Michael Trigg

No. 17
- Position: Quarterback

Personal information
- Born: San Antonio, Texas, U.S.
- Listed height: 6 ft 3 in (1.91 m)
- Listed weight: 210 lb (95 kg)

Career information
- High school: Theodore Roosevelt (San Antonio)
- College: East Texas State
- NFL draft: 1989: undrafted

Career history

Playing
- Minnesota Vikings (1989)*; Detroit Drive (1989–1990);
- * Offseason and/or practice squad member only

Coaching
- Dallas Texans (1991–1993) (OC); Fort Worth Cavalry (1994); Milwaukee Mustangs (1995–1997); Grand Rapids Rampage (1998–2003); Philadelphia Soul (2004–2005); Corpus Christi Sharks (2007–2009);

Awards and highlights
- 3× ArenaBowl champion (1989, 1990, 2001); AFL Coach of the Year (2001); 2× Second-team All-LSC (1985, 1988);

Career Arena League statistics
- Comp. / Att.: 35 / 80
- Passing yards: 538
- TD–INT: 9–2
- QB rating: 84.27
- Rushing TDs: 2
- Stats at ArenaFan.com

Head coaching record
- Regular season: 77–80 (.491)
- Postseason: 3–7 (.300)
- Career: 80–87 (.479)

= Michael Trigg (quarterback) =

American football player and coach

Michael Scott Trigg is an American former professional football player and head coach in the Arena Football League (AFL). He played college football at East Texas State Lions (now East Texas A&M).

==Early life==
Trigg lettered in football, basketball and baseball at Theodore Roosevelt High School in San Antonio, Texas.
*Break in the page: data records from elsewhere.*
PR #5424, opened 2024-03-22
Add parsing support for un/pack4xI/U8

### LINKED ISSUE #5423: Implement new builtin packing/unpacking functions from WGSL spec
I tried using [unpack4xU8](https://www.w3.org/TR/WGSL/#unpack4xU8-builtin) and [pack4xU8](https://www.w3.org/TR/WGSL/#pack4xU8-builtin), but naga refused to parse them

I would like them to be implemented

There is a problem, though. I tried implementing them myself and have found that [SPIR-V GLOp](https://registry.khronos.org/SPIR-V/specs/unified1/GLSL.std.450.html) doesn't have the same functions. I don't know how closely this repo is affiliated with the group that writes WGSL spec, so I don't know if they can be pressured to remove these functions from the spec so would WGSL more closely resemble SPIR-V.

**Additional context**
I have written parsing support that you can see in a PR that I will open referencing this issue.

VlaDexa:
**Connections**
- Closes #5423

**Description**
WGSL spec defined new builtin functions. This PR tries to implement them

Current writer impls:
- [x] SPIR-V
- [x] HLSL
- [x] GLSL
- [x] MSL
- [x] WGSL

**Testing**
I think I added the necessary tests to `naga/tests/in/bits.wgsl`. 

**Checklist**

- [x] Run `cargo fmt`.


VlaDexa:
I have no idea how to use those magic words that make the spir-v backend, so I really would appreciate some help here

teoxoy:
I would look at some of the existing polyfills. For ex.:

https://github.com/gfx-rs/wgpu/blob/c613fbbeedc4c171a4bba66e1f4fc62f110c9102/naga/src/back/spv/block.rs#L734

https://github.com/gfx-rs/wgpu/blob/c613fbbeedc4c171a4bba66e1f4fc62f110c9102/naga/src/back/spv/block.rs#L987

VlaDexa:
Currently sign extension for unpacking only works in SPIR-V writer

VlaDexa:
@teoxoy Hey, it's been a week since this pr has been finished. Do I need to signal someone that it's ready ready or just wait for it to be reviewed, squashed and merged?

teoxoy:
It's on my radar, there have been other PRs that need/needed attention as well.
I should get to it these coming days.

teoxoy:
I squashed all the commits, rebased and extracted the match refactor to make it easier to review.

naga/src/back/glsl/mod.rs
```diff
@@ -3463,12 +3468,66 @@ impl<'a, W: Write> Writer<'a, W> {
...
+                            };
+                            write!(self.out, ", {}, 8)", i * 8)?;
+                            if i != 3 {
+                                write!(self.out, ", ")?;
+                            }
+                        }
+                        write!(self.out, ")")?;
+
+                        return Ok(());
+                    }
```
teoxoy, line 3649: Can we generate the same code as we do for the MSL and HLSL backends?

naga/src/back/spv/block.rs
```diff
@@ -1201,11 +1201,156 @@ impl<'w> BlockContext<'w> {
...
+                        MathOp::Custom(Instruction::quaternary(
+                            spirv::Op::CompositeConstruct,
+                            result_type_id,
+                            id,
+                            parts[0],
+                            parts[1],
+                            parts[2],
+                            parts[3],
+                        ))
+                    }
```
teoxoy, line 1355: Is there a reason the SPIR-V backend is using a different approach than the others?

naga/src/back/spv/block.rs
```diff
@@ -1201,11 +1201,156 @@ impl<'w> BlockContext<'w> {
...
+                                let casted = self.gen_id();
+                                block.body.push(Instruction::unary(
+                                    spirv::Op::Bitcast,
+                                    uint_type_id,
+                                    casted,
+                                    extracted,
+                                ));
+                                extracted = casted;
+                            }
+                            let new_preresult = self.gen_id();
```
teoxoy: We could check if this is the last iteration and use `id` instead (avoiding the `OpCopyObject`).

naga/src/back/spv/block.rs
```diff
@@ -1201,11 +1201,156 @@ impl<'w> BlockContext<'w> {
...
+
+                        MathOp::Custom(Instruction::quaternary(
+                            spirv::Op::CompositeConstruct,
+                            result_type_id,
+                            id,
+                            parts[0],
+                            parts[1],
+                            parts[2],
+                            parts[3],
+                        ))
```
teoxoy:
```suggestion
                        MathOp::Custom(Instruction::composite_construct(
                            result_type_id,
                            id,
                            &parts
                        ))
```

teoxoy (commented):
Since the code for the MSL, GLSL and HLSL backends is the same, we should try to put it in the `back` module instead.

naga/src/back/spv/block.rs
VlaDexa: It uses the same approach as the glsl backend. The msl and hlsl backends were written with bitshifting logic because they lack bitfieldExtract function.

naga/src/back/glsl/mod.rs
VlaDexa: Yeah, it can be done, but I assume that using bitfieldExtract is cleaner than using bitshifts to emulate sign extension. Also, does stuff in less instructions. If it's important to keep all of the implementations as similar as possible, I can rewrite them.

teoxoy: I usually lean towards consistency. I thought `bitfieldExtract` will get lowered into bitshifts anyway but it seems at least nvidia and amd have instructions in their ISA that correspond to `bitfieldExtract`. Even so I would imagine the hardware is more complex for `bitfieldExtract` since it's a more complex operation.

I propose we go with bitshifts everywhere unless `bitfieldExtract` is faster.

teoxoy:
It would be great if you could put together some execution tests that make sure the polyfills work properly.

There are some existing ones at this path: https://github.com/gfx-rs/wgpu/tree/54740d5982fa5ae004eee95dd6c037356ce9ea17/tests/tests/shader.

naga/src/back/glsl/mod.rs
cwfitzgerald: As far as I know bfi is faster, multiple shifts require multiple instructions, and bfi and shifts should work at the same rate.

VlaDexa: Still, we need to keep in mind that less instructions doesn't always mean that it's going to be faster. Maybe one shift uses one microinstruction and one bitfield operation uses 6, if not optimized on hardware level. So I agree that this choice requires benchmarking. 
The problem I have right now is that I don't have that much hardware to test on, so it may be good on my system, but worse on many others.
Also, in the future, bitfield operations may become faster if they are slow now, but that seems more like a problem for future people.

teoxoy: Let's keep things as they are for now since it's not clear what is best.

tests/tests/shader/data_builtins.rs
```diff
@@ -0,0 +1,127 @@
...
+#[allow(non_snake_case)]
+fn create_unpack4xU8_test() -> Vec<ShaderTest> {
+    let mut tests = Vec::new();
+
+    let input: u32 = 0xAABBCCDD;
+    let output: [u32; 4] = [0xDD, 0xCC, 0xBB, 0xAA];
+    let unpack_u8 = ShaderTest::new(
+            format!("unpack4xU8({input:x?}) == {output:x?}"),
+            String::from("value: u32"),
+            String::from("let a = unpack4xU8(input.value); output[0] = a[0];output[1] = a[1];output[2] = a[2];output[3] = a[3];"),
```
cwfitzgerald: For readability let's make this multiple lines
```suggestion
            String::from("
                let a = unpack4xU8(input.value);
                output[0] = a[0];
                output[1] = a[1];
                output[2] = a[2];
                output[3] = a[3];
            "),
```

tests/tests/shader/data_builtins.rs
```diff
@@ -0,0 +1,127 @@
...
+        (0x11223344, [0x44, 0x33, 0x22, 0x11]),
+        // sign extension
+        (0xFF, [-1, 0, 0, 0]),
+    ];
+
+    for (input, output) in values {
+        let unpack_i8 = ShaderTest::new(
+            format!("unpack4xI8({input:x?}) == {output:x?}"),
+            String::from("value: u32"),
+            String::from("let a = bitcast<vec4<u32>>(unpack4xI8(input.value)); output[0] = a[0];output[1] = a[1];output[2] = a[2];output[3] = a[3];"),
```
cwfitzgerald: Same here

tests/tests/shader/data_builtins.rs
```diff
@@ -0,0 +1,127 @@
...
+    )
+    .run_async(|ctx| {
+        shader_input_output_test(ctx, InputStorageType::Storage, create_pack4xU8_test())
+    });
+
+#[allow(non_snake_case)]
+fn create_pack4xI8_test() -> Vec<ShaderTest> {
+    let mut tests = Vec::new();
+
+    let input: [u32; 4] = [0xDD, 0xCC, 0xBB, 0xAA];
```
cwfitzgerald: Might test something about sign behavior here?

cwfitzgerald (changes requested):
Small nits, but wgpu/test side looks good, by and large!

Sorry for the delay on the naga review, all the naga reviewers are pretty busy right now.

tests/tests/shader/data_builtins.rs
VlaDexa: Done!

tests/tests/shader/data_builtins.rs
VlaDexa: Done!

tests/tests/shader/data_builtins.rs
VlaDexa: Since the packing operation is essentailly just copying the last 8 bits of the number, signess of a value shouldn't matter. But still, more tests could never hurt, so, done!

tests/tests/shader/data_builtins.rs
VlaDexa: Weird quotes placement is enforced by rustfmt, so it isn't exactly as your suggested change, but I assume that's okay

cwfitzgerald: Yeah, that's fine.

tests/tests/shader/data_builtins.rs
cwfitzgerald: Love the attitude, thanks!

cwfitzgerald (approved):
Approved from wgpu side :)

teoxoy (approved):
Looks good!

teoxoy:
Could you squash the last 3 commits so that we end up with the refactor + the implementation? We can then land this without squashing it.

VlaDexa:
Done

PR #5400, opened 2024-03-16
snatch: Use a reentrant but unfair read lock

SludgePhD:
**Connections**
Should fix https://github.com/gfx-rs/wgpu/issues/5279 

**Description**
`RwLock`s typically use some mechanism to ensure that readers cannot starve waiting writers, even if they continually re-acquire new read locks. This means that attempts to acquire a read lock can block when a writer is trying to acquire the lock, even if there is already an existing read lock.

This mechanism has the unfortunate consequence of making deadlocks possible the instant a single thread wants to acquire 2 reads locks at the same time (and wgpu is full of code that does that).

Luckily, parking_lot also offers an explicitly reentrant but unfair way to acquire a read lock. This PR switches the snatch lock to use that, hopefully resolving the deadlock.

**Testing**
Ran my workload. It didn't deadlock. Previously it deadlocked within a fraction of a second.

**Checklist**

- [x] Run `cargo fmt`.
- [x] Run `cargo clippy`. If applicable, add:
  - [ ] `--target wasm32-unknown-unknown`
  - [ ] `--target wasm32-unknown-emscripten`
- [x] Run `cargo xtask test` to run tests.
- [ ] Add change to `CHANGELOG.md`. See simple instructions inside file.

PR #5426, opened 2024-03-22
Avoid recursive snatch lock acquisitions

SludgePhD:
**Connections**
Bug report: https://github.com/gfx-rs/wgpu/issues/5279

This PR is an alternative to https://github.com/gfx-rs/wgpu/pull/5400.

**Description**
Pass `&SnatchGuard` down to all functions needing it, instead of having them recursively acquire one.

This also adds some instrumentation to the `SnatchLock` API that will panic on any attempts to acquire it recursively (gated behind `cfg(debug_assertions)`). That should allow the test suite to catch any future misuse of the API, instead of silently making wgpu more deadlock-prone in multi-threaded applications.

**Testing**
`cargo xtask test` locally and on CI

**Checklist**

- [x] Run `cargo fmt`.

### DIFF
--- a/wgpu-core/src/device/global.rs
+++ b/wgpu-core/src/device/global.rs
@@ -188,11 +188,19 @@ impl Global {
                 hal::BufferUses::empty()
             } else if desc.usage.contains(wgt::BufferUsages::MAP_WRITE) {
                 // buffer is mappable, so we are just doing that at start
+                let snatch_guard = device.snatchable_lock.read();
                 let map_size = buffer.size;
                 let ptr = if map_size == 0 {
                     std::ptr::NonNull::dangling()
                 } else {
-                    match map_buffer(device.raw(), &buffer, 0, map_size, HostMap::Write) {
+                    match map_buffer(
+                        device.raw(),
+                        &buffer,
+                        0,
+                        map_size,
+                        HostMap::Write,
+                        &snatch_guard,
+                    ) {
                         Ok(ptr) => ptr,
                         Err(e) => {
                             to_destroy.push(buffer);
@@ -2008,9 +2016,10 @@ impl Global {
                 }
 
                 // Wait for all work to finish before configuring the surface.
+                let snatch_guard = device.snatchable_lock.read();
                 let fence = device.fence.read();
                 let fence = fence.as_ref().unwrap();
-                match device.maintain(fence, wgt::Maintain::Wait) {
+                match device.maintain(fence, wgt::Maintain::Wait, &snatch_guard) {
                     Ok((closures, _)) => {
                         user_callbacks = closures;
                     }
@@ -2120,9 +2129,10 @@ impl Global {
         device: &crate::device::Device<A>,
         maintain: wgt::Maintain<queue::WrappedSubmissionIndex>,
     ) -> Result<DevicePoll, WaitIdleError> {
+        let snatch_guard = device.snatchable_lock.read();
         let fence = device.fence.read();
         let fence = fence.as_ref().unwrap();
-        let (closures, queue_empty) = device.maintain(fence, maintain)?;
+        let (closures, queue_empty) = device.maintain(fence, maintain, &snatch_guard)?;
 
         // Some deferred destroys are scheduled in maintain so run this right after
         // to avoid holding on to them until the next device poll.
--- a/wgpu-core/src/device/global.rs
+++ b/wgpu-core/src/device/global.rs
@@ -188,11 +188,11 @@ impl Global {
                 hal::BufferUses::empty()
             } else if desc.usage.contains(wgt::BufferUsages::MAP_WRITE) {
                 // buffer is mappable, so we are just doing that at start
-                let snatch_guard = device.snatchable_lock.read();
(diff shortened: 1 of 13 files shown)


wgpu-core/src/device/global.rs
```diff
@@ -188,11 +188,19 @@ impl Global {
                 hal::BufferUses::empty()
             } else if desc.usage.contains(wgt::BufferUsages::MAP_WRITE) {
                 // buffer is mappable, so we are just doing that at start
+                let snatch_guard = device.snatchable_lock.read();
```
Wumpf: should only be takein inside the else block, no need to bother that lock otherwise

wgpu-core/src/device/queue.rs
```diff
@@ -1147,7 +1149,9 @@ impl Global {
 
             let device = queue.device.as_ref().unwrap();
 
-            let mut fence = device.fence.write();
+            let snatch_guard = device.snatchable_lock.read();
+
+            let mut fence = device.fence.write(); // snatch(r) -> fence(w)
```
Wumpf: I don't understand this comment and the move of the snatch guard. Having worked with wgpu for a while can speculate but it's not clear at all why the ordering is important, please elaborate a bit here.

wgpu-core/src/device/resource.rs
```diff
@@ -97,6 +97,7 @@ pub struct Device<A: HalApi> {
     pub(crate) command_allocator: Mutex<Option<CommandAllocator<A>>>,
     //Note: The submission index here corresponds to the last submission that is done.
     pub(crate) active_submission_index: AtomicU64, //SubmissionIndex,
+    // NOTE: if both are needed, the `snatchable_lock` must be acquired before the `fence`
```
Wumpf: similar to the note on queue.rs: this should elaborate a little bit on why this is important :)

wgpu-core/src/snatch.rs
```diff
@@ -59,6 +64,10 @@ impl<T> std::fmt::Debug for Snatchable<T> {
 
 unsafe impl<T> Sync for Snatchable<T> {}
 
+thread_local! {
+    static READ_LOCK_LOCATION: Cell<Option<(&'static Location<'static>, Backtrace)>> = const { Cell::new(None) };
+}
```
Wumpf, line 69: I don't quite trust rust to optimize this out when it's not used and thread locals can be a valuable resource. -> Can we put this entire thing under `#[cfg(debug_assertions)]`?

wgpu-core/src/snatch.rs
```diff
@@ -76,7 +85,24 @@ impl SnatchLock {
     }
 
     /// Request read access to snatchable resources.
+    #[track_caller]
     pub fn read(&self) -> SnatchGuard {
+        if cfg!(debug_assertions) {
+            let caller = Location::caller();
+            let backtrace = Backtrace::force_capture();
```
Wumpf: capturing a backtrace can be very expensive operation and we do a lot of snatchlock reading accross the codebase. People should expect debug assertions to not degrate performance that much, so let's do only
```suggestion
            let backtrace = Backtrace::capture();
```
to make the backtrace opt-in like most backtraces in Rust.

wgpu-core/src/snatch.rs
```diff
@@ -76,7 +85,24 @@ impl SnatchLock {
     }
 
     /// Request read access to snatchable resources.
+    #[track_caller]
     pub fn read(&self) -> SnatchGuard {
+        if cfg!(debug_assertions) {
```
Wumpf, line 90: very much appreciating this debugging mechanism!

Wumpf (changes requested):
Thank you very much for this fix!
Indeed not as nice to read as a solution than the recursive lock, but I think @jimblandy is right, this version is the way to go.
Extra thanks for adding the debug assertion in there to capture this sooner in the future.

Bunch of smaller things to fix up and then good to go!
Please also add a changelog entry about this fix.

wgpu-core/src/snatch.rs
SludgePhD: A thread local variable is just turned into an LLVM global, it has no trouble optimizing it out when not used (just like for other types of globals, like `static`s and literals)

Wumpf: I'm no expert in this, but that doesn't sound at all - the key might be just a regular global, but at least on some platforms (and circumstances) using a thread local means that there's an allocation of a thread local slot in the thread (see e.g. `pthread_key_create` to obtain a key in the first place; I guess Rust might use a single key for several thread locals and then "subkey", but I figure it has to happen at least once). If this was just a regular global variable, how would allocation per thread work if not being directed to a per thread table of sorts.

Anyways, tried a bit in CompilerExplorer and it seems to optimize out fine as long as the thread local is not `pub`, so the compiler knows that it's indeed not in use.
So no point in dying on this hill regardless (:

Wumpf (changes requested):
lgtm, but changelog entry is still missing!

Wumpf (approved):

PR #5429, opened 2024-03-23
Expose all ray-query flags in constants

kvark:
**Connections**
Port of https://github.com/gfx-rs/naga/pull/2375

**Description**
We are making the ray query flags a part of the API here.
Also bringing the basics of candidate intersections.

**Testing**
Not really tested.

**Checklist**

- [x] Run `cargo fmt`.


naga/src/lib.rs
```diff
@@ -2087,3 +2087,56 @@ pub struct Module {
...
+        /// Intersecting with triangles..
+        /// Matches RayQueryCommittedIntersectionTriangleKHR and RayQueryCandidateIntersectionTriangleKHR.
+        const TRIANGLE = 0x1;
+        /// Intersecting with generated primitives.
+        /// Matches RayQueryCommittedIntersectionGeneratedKHR.
+        const GENERATED = 0x2;
+        /// Intersecting with Axis Aligned Bounding Boxes.
+        /// Matches RayQueryCandidateIntersectionAABBKHR.
+        const AABB = 0x4;
+    }
```
teoxoy: The value of `RayQueryCandidateIntersectionTriangleKHR` is 0 and the value of `RayQueryCandidateIntersectionAABBKHR` is 1. I think we need different types for candidate and committed intersections.

image

teoxoy (changes requested):

cwfitzgerald:
Boop from triage

naga/src/lib.rs
kvark: Yes, some flags are different between committed/candidate. The idea here is that we know (at shader compile time) what kind of intersection this is, and we can inject code to transform the flag from SPIR-V semantics into WGSL. Having less different flags overall seems like a win, and the cost of the transform is negligible since we are talking about a ray query nearby, anyway.

teoxoy: I see but we don't do that as part of this PR so the flags won't work properly.

kvark: Note that the candidate intersections are not implemented yet:
```rust
                if !committed {
                    return Err(Error::FeatureNotImplemented("candidate intersection"));
                }
```

kvark: Basic implementation is now a part of this PR, please take another look!

kvark:
PR has seen a substantial revamp now. Please see it again!

teoxoy (approved):
Looks good!

Issue #1453, opened 2020-03-03
Lifetimes on `RenderPass` make it difficult to use. 


aloucks:
Related PRs:

https://github.com/gfx-rs/wgpu-rs/pull/155
https://github.com/gfx-rs/wgpu-rs/pull/168

For context, I was looking at updating [imgui-wgpu](https://github.com/Yatekii/imgui-wgpu-rs/blob/master/src/lib.rs#L369) to work with the current master.

Now that `set_index_buffer` (and similar methods) take the a `&'a Buffer` instead of `&Buffer`, it has a ripple effect of "infecting" the surrounding scope with this lifetime.

While attempting to iterate and add draw calls, you end up with either "multiple mutable borrow" errors on wherever you're storing the `Buffer` or similar lifetime errors like "_data from `self` flows into `rpass` here_"

I would think that by calling `set_index_buffer` (and similar methods) that it would increment the ref-count on the buffer so that this lifetime restriction isn't needed.

Birbe:
What's the status of this? I think it would be extremely useful for me. I'm writing a renderer that would allow users to create custom pipelines, and they'd be provided with the state of the renderer using a trait. The issue is that I'm getting massive lifetime issues that are caused by the fact that I'm using a lot of `RwLock`s in my renderer state, meaning that within that trait, I cannot give `RenderPass` data from within a RwLock guard, as that data gets dropped at the end of the trait. If I had a way to instead pass in `Arc`s of buffers, this would clear up all of my issues.

kvark:
At this point, any improvement here should be blocked on @pythonesque work in Arc-anizing the internals.

cwfitzgerald:
This is now blocked on #2710.

swiftcoder:
This is still pretty painful. The interactions with this lifetime mean that any object which embeds wgpu resources becomes untouchable the instant you record one of those resources into a renderpass. And since we can't clone wgpu resource ids in rust today, there's no way to work around this with temporary handles on the application side.

For a non-trivial application, I'm ending up having to wrap all the wgpu resource types in wrapper objects, define new handles for them, and pass those around in my code...

Birbe:
> This is still pretty painful. The interactions with this lifetime mean that any object which embeds wgpu resources becomes untouchable the instant you record one of those resources into a renderpass. And since we can't clone wgpu resource ids in rust today, there's no way to work around this with temporary handles on the application side.
> 
[...]

PR #5432, opened 2024-03-24
Separate out ComputeCommand id->arc resolve (a step towards no lifetimes on `wgpu::ComputePass`)

Wumpf:
**Connections**
* part of #1453

Part of a series towards lifetime removal:
* #5409
* ➡️ #5432
* #5570
* #5575

**Description**

----------

## Background

This is working towards removing the dreaded lifetimes on `wgpu::ComputePass` & `wgpu::RenderPass`. I'm starting with compute passes since they have a much smaller API surface area.

Today, the lifetime on the wgpu objects protect us from dropping resources that may be used during pass execution. For example if one passes a pipeline to a render/compute pass, it musn't be dropped until the pass is executed/ended since the pass currently only remembers the pipeline's id.
To allow dropping it (and thus removing the lifetime constraint), we have to bump the reference count of all resources going into a pass upon recording and not (as done today) upon finishing the pass. Ever since Arcanization landed this is technically possible with manageable overhead.

## This PR

This PR introduces `ArcComputeCommand` which is to `ComputeCommand` like the existing `ArcRenderCommand` to `RenderCommand` (`ArcRenderCommand` is only used in RenderBundle today, but this likely going to change soon as well!).

The goal in a **follow-up PR** is for `ComputePass` to record `ArcComputeCommand` directly, reserving `ComputeCommand` solely for tracing.
Instead, in this iteration recording operations on `ComputePass` still push `ComputeCommand` into an internal vector which then is converted just before finish to `ArcComputeCommand`, thus separating out id->Arc resolve of the actual execution. -> Only recording replay will need to do this bulk conversion in the future, but it's not going away until ids are gone. The pass execution itself now relies already on `ArcComputeCommand`.

### Alternatives considered

The original idea was to extend `ComputeCommand` to hold both ids as well as optional Arc in order to avoid duplication of the command enum. However what made me decide differently:
* This would have required making `ComputeCommand` generic over a `HalApi` making the trace infrastructure infected with this. It looked to me like some type erasure would have been needed
    *  @lylythechosenone 's ongoing work on reducing generics will likely alleviate that
* There's precedence with `ArcRenderCommand`
* While the redundancy in the type isn't pretty, keeping recording separate from non-recording is quite advantageous in many ways: the actually used command enum doesn't get any bulkier for the non-trace case and the trace-only datastructures can be separated out and stay under the recording feature (-> `ArcComputeCommand` can become just `ComputeCommand` and what's `ComputeCommand` today becomes `TraceComputeCommand`!)

-----------

**Testing**
Regular unit tests run compute, this should cover this well enough.

**Checklist**

- [x] Run `cargo fmt`.
- ~[ ] Add change to `CHANGELOG.md`. See simple instructions inside file.~


wgpu-core/src/command/compute.rs
```diff
@@ -483,13 +458,13 @@ impl Global {
         let mut pending_discard_init_fixups = SurfacesInDiscardState::new();
 
         for command in base.commands {
-            match *command {
-                ComputeCommand::SetBindGroup {
+            match command.clone() {
```
cwfitzgerald: Why do we need to clone this here?

wgpu-core/src/command/compute_command.rs
```diff
@@ -0,0 +1,324 @@
...
+                    }
+                })
+            })
+            .collect::<Result<Vec<_>, ComputePassError>>()?;
+        Ok(resolved_commands)
+    }
+}
+
+/// Equivalent to `ComputeCommand` but the Ids resolved into resource Arcs.
+#[doc(hidden)]
```
cwfitzgerald: Why are these doc hidden?

wgpu-core/src/track/metadata.rs
```diff
@@ -87,16 +87,19 @@ impl<T: Resource> ResourceMetadata<T> {
...
     #[inline(always)]
-    pub(super) unsafe fn insert(&mut self, index: usize, resource: Arc<T>) {
+    pub(super) unsafe fn insert(&mut self, index: usize, resource: Arc<T>) -> &Arc<T> {
         self.owned.set(index, true);
-        unsafe {
-            *self.resources.get_unchecked_mut(index) = Some(resource);
-        }
+        let resource_dst = unsafe { self.resources.get_unchecked_mut(index) };
+        *resource_dst = Some(resource);
+        resource_dst.as_ref().unwrap()
```
cwfitzgerald: Isn't this just Option::insert?

cwfitzgerald (changes requested):
Looking good, have some comments

wgpu-core/src/command/compute.rs
Wumpf: fixed now in [708890bd626ed1f9b4391fd42608a0d0f7ba2ed4](https://github.com/gfx-rs/wgpu/pull/5432/commits/708890bd626ed1f9b4391fd42608a0d0f7ba2ed4) with a comment that we should actually be draining the command queue instead - I have to do fine grained copies inside the match now, but looking at it it's actually still less copying overall, so a win.

this was mostly laziness on my part so far

wgpu-core/src/command/compute_command.rs
Wumpf: Regarded this as an internal type. But not really needed. Removed doc hiding!

wgpu-core/src/track/metadata.rs
Wumpf: oh. nice. Not one I use very often

wgpu-core/src/command/compute.rs
Wumpf: have a follow-up (to the other follow-up ;)) in the works that addresses this better with less copies on the non-recording-replay path https://github.com/Wumpf/wgpu/tree/compute-pass-end-refactor

EDIT: that's it's own pr by now! https://github.com/gfx-rs/wgpu/pull/5575

wgpu-core/src/command/compute.rs
```diff
@@ -347,19 +294,43 @@ impl Global {
...
+                commands: &resolved_commands,
+                dynamic_offsets: base.dynamic_offsets,
+                string_data: base.string_data,
+                push_constant_data: base.push_constant_data,
+            },
+            timestamp_writes,
+        )
+    }
+
+    #[doc(hidden)]
```
cwfitzgerald: This is unnecessary - it's already private.

cwfitzgerald (approved):
Nice!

He earned All-City recognition in football and baseball.

==College career==
Trigg played college football for the East Texas State Lions from 1984 to 1988. He was redshirted in 1984. He became the starting quarterback in 1985 and completed 82 of 167 passes for 1,114 yards, 9 touchdowns and 7 interceptions. Trigg also led the team in total yards per game with 175.3 and earned Second-team All-Lone Star Conference (LSC) honors. However, he also missed half of the season due to a shoulder injury. The team finished the season with a 5–5 record and tied for third in the LSC. He missed playing time in 1986 due to an injury and sat out the entire 1987 season because of a knee injury. Trigg returned as the starter in 1988, completing 75 of 183 passes for 1,256 yards, 15 touchdowns and 9 interceptions. He led the team in total yards per game with 104.3 and garnered Second-team All-LSC recognition. He helped the team to an 8–3 record and a second-place finish in the LSC. The Lions had started the season with an 8–1 record and were ranked as high as #2 in the NCAA Division II polls before losing the final 2 games. Trigg threw for 3,294 yards during his college career. He was also a team captain in 1985, 1986 and 1988. In 2014, he was inducted into the Texas A&M University-Commerce Athletic Hall of Fame.

==Professional career==
Trigg was signed by the Minnesota Vikings of the National Football League (NFL) in 1989 after going undrafted in the 1989 NFL draft. He was released before the start of the 1989 season. He played from 1989 to 1990 with the Detroit Drive of the Arena Football League (AFL), winning ArenaBowls III and IV.

==Coaching career==
Trigg was as assistant coach for the AFL's Dallas Texans from 1991 to 1993, serving as offensive coordinator. He was head coach of the Fort Worth Cavalry of the AFL for their only season in 1994. The Cavalry finished the regular season with five wins and seven losses, losing in round one of the playoffs to the Orlando Predators. He was head coach of the Milwaukee Mustangs of the AFL from 1995 to 1997, earning playoff berths in 1996 and 1997. Trigg was head coach of the AFL's Grand Rapids Rampage from 1998 to 2003, earning five consecutive playoff berths from 1999 to 2003. The Rampage won ArenaBowl XV in 2001, with Trigg being named Coach of the Year. He was head coach of the Philadelphia Soul of the AFL from 2004 to 2005. The Soul failed to make the playoffs either year. He was head coach of the Corpus Christi Sharks of the af2 from 2007 to 2009. He finished his Coaching Career with Robstown High School as the Assistant Head Coach and OC helping them to there first playoff win in over 58 years.